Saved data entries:
= Beginning of Section =

PR #5092, opened 2022-01-11
CMake: add support for external LERC library (fixes #5088)

### LINKED ISSUE #5088: CMake: add support for external liblerc

rouault:


rouault:
@lucianpls any plan to modify the MRF driver to be able to use external liblerc V2 ? Currently LERC_band.cpp uses the Lerc2.h header which is not available in the headers installed by external liblerc

PR #5112, opened 2022-01-14
CMake: add support for libhdfs (for /vsihdfs)

rouault:
CC @jamesmcclain in case you've still interest in this.

I've managed to make the /vsihdfs/ build against hadoop-3.3.1 (https://dlcdn.apache.org/hadoop/common/hadoop-3.3.1/hadoop-3.3.1.tar.gz) on Ubuntu 20.04. It crashes at runtime (a bit unfortunate, but the robustness issue is likely outside of our control in libhdfs itself) but I suspect this is just a usage issue from myself, likely a wrong CLASSPATH
```
$ CLASSPATH=/home/even/hadoop-3.3.1/share/hadoop/common/lib:/home/even/hadoop-3.3.1/share/hadoop/hdfs:/home/even/hadoop-3.3.1/share/hadoop/hdfs/lib gdalinfo /vsihdfs/file:autotest/gcore/data/byte.tif
could not find method getRootCauseMessage from class (null) with signature (Ljava/lang/Throwable;)Ljava/lang/String;
could not find method getStackTrace from class (null) with signature (Ljava/lang/Throwable;)Ljava/lang/String;
FileSystem: loadFileSystems failed error:
(unable to get root cause for java.lang.NoClassDefFoundError)
(unable to get stack trace for java.lang.NoClassDefFoundError)
getJNIEnv: getGlobalJNIEnv failed
#
# A fatal error has been detected by the Java Runtime Environment:
#
#  SIGSEGV (0xb) at pc=0x0000000000000000, pid=426256, tid=0x00007fa5f65f1f40
#
# JRE version: OpenJDK Runtime Environment (8.0_312-b07) (build 1.8.0_312-8u312-b07-0ubuntu1~20.04-b07)
# Java VM: OpenJDK 64-Bit Server VM (25.312-b07 mixed mode linux-amd64 compressed oops)
# Problematic frame:
# C  0x0000000000000000
#
# Failed to write core dump. Core dumps have been disabled. To enable core dumping, try "ulimit -c unlimited" before starting Java again
#
# An error report file with more information is saved as:
# /home/even/gdal/gdal/build_cmake/hs_err_pid426256.log
#
# If you would like to submit a bug report, please visit:
#   http://bugreport.java.com/bugreport/crash.jsp
# The crash happened outside the Java Virtual Machine in native code.
# See problematic frame for where to report the bug.
#
Abandon (core dumped)
```


jamesmcclain:
@rouault Thanks notifying me about this.  Yes, this code is still of interest to me -- please let me know if I can be of any service.

rouault:
> Thanks notifying me about this. Yes, this code is still of interest to me -- please let me know if I can be of any service.

if you can confirm that you manage to make /vsihdfs work with CMake in master, that would be welcome. Perhaps with documentation enhancements to explain what is required to make runtime work as I suspect the issue I hit above wasn't specific to the CMake build (I haven't tried with autoconf though)

jamesmcclain:
> > Thanks notifying me about this. Yes, this code is still of interest to me -- please let me know if I can be of any service.
> 
> if you can confirm that you manage to make /vsihdfs work with CMake in master, that would be welcome. Perhaps with documentation enhancements to explain what is required to make runtime work as I suspect the issue I hit above wasn't specific to the CMake build (I haven't tried with autoconf though)

@rouault  Hello, sorry for the long delay, I have been a bit busy.  I made a PR https://github.com/OSGeo/gdal/pull/5254 to address some issues that I encountered when trying to use `cmake` to build this code.  Thank you.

= End of Section =

■ **WORK INSTRUCTION**
Isolate the lines above that contain the word "NoClassDefFoundError" and copy them.

■ **REPLY TO THE TASK**
(unable to get root cause for java.lang.NoClassDefFoundError)
(unable to get stack trace for java.lang.NoClassDefFoundError)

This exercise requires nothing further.